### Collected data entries
-*-*-

PR #32289, opened 2024-11-02
fix(nix): simplify --extra-experimental-features argument

SuperSandro2000:

### DIFF
--- a/lib/modules/manager/nix/artifacts.ts
+++ b/lib/modules/manager/nix/artifacts.ts
@@ -22,9 +22,7 @@ export async function updateArtifacts({
     return null;
   }
 
-  let cmd = `nix \
-    --extra-experimental-features nix-command \
-    --extra-experimental-features flakes `;
+  let cmd = `nix --extra-experimental-features 'nix-command flakes' `;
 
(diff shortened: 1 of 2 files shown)


rarkins (approved):

lib/modules/manager/nix/artifacts.ts
```diff
@@ -22,9 +22,7 @@ export async function updateArtifacts({
     return null;
   }
 
-  let cmd = `nix \
-    --extra-experimental-features nix-command \
-    --extra-experimental-features flakes `;
+  let cmd = `nix --extra-experimental-features 'nix-command flakes' `;
```
viceice, line 25: I'm not fully sure, but single quotes are failing on windows. you should use `quote` from `shlex` instead

viceice (changes requested):

lib/modules/manager/nix/artifacts.ts
SuperSandro2000: I don't think that matters much right now as nix' windows support is pretty bare bones and only compiles with some unmerged changes.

-*-*-

### YOUR GOAL
Character for character, reproduce all of the lines above.

### RESULT OF THIS EXERCISE
PR #32289, opened 2024-11-02
fix(nix): simplify --extra-experimental-features argument

SuperSandro2000:

### DIFF
--- a/lib/modules/manager/nix/artifacts.ts
+++ b/lib/modules/manager/nix/artifacts.ts
@@ -22,9 +22,7 @@ export async function updateArtifacts({
     return null;
   }
 
-  let cmd = `nix \
-    --extra-experimental-features nix-command \
-    --extra-experimental-features flakes `;
+  let cmd = `nix --extra-experimental-features 'nix-command flakes' `;
 
(diff shortened: 1 of 2 files shown)


rarkins (approved):

lib/modules/manager/nix/artifacts.ts
```diff
@@ -22,9 +22,7 @@ export async function updateArtifacts({
     return null;
   }
 
-  let cmd = `nix \
-    --extra-experimental-features nix-command \
-    --extra-experimental-features flakes `;
+  let cmd = `nix --extra-experimental-features 'nix-command flakes' `;
```
viceice, line 25: I'm not fully sure, but single quotes are failing on windows. you should use `quote` from `shlex` instead

viceice (changes requested):

lib/modules/manager/nix/artifacts.ts
SuperSandro2000: I don't think that matters much right now as nix' windows support is pretty bare bones and only compiles with some unmerged changes.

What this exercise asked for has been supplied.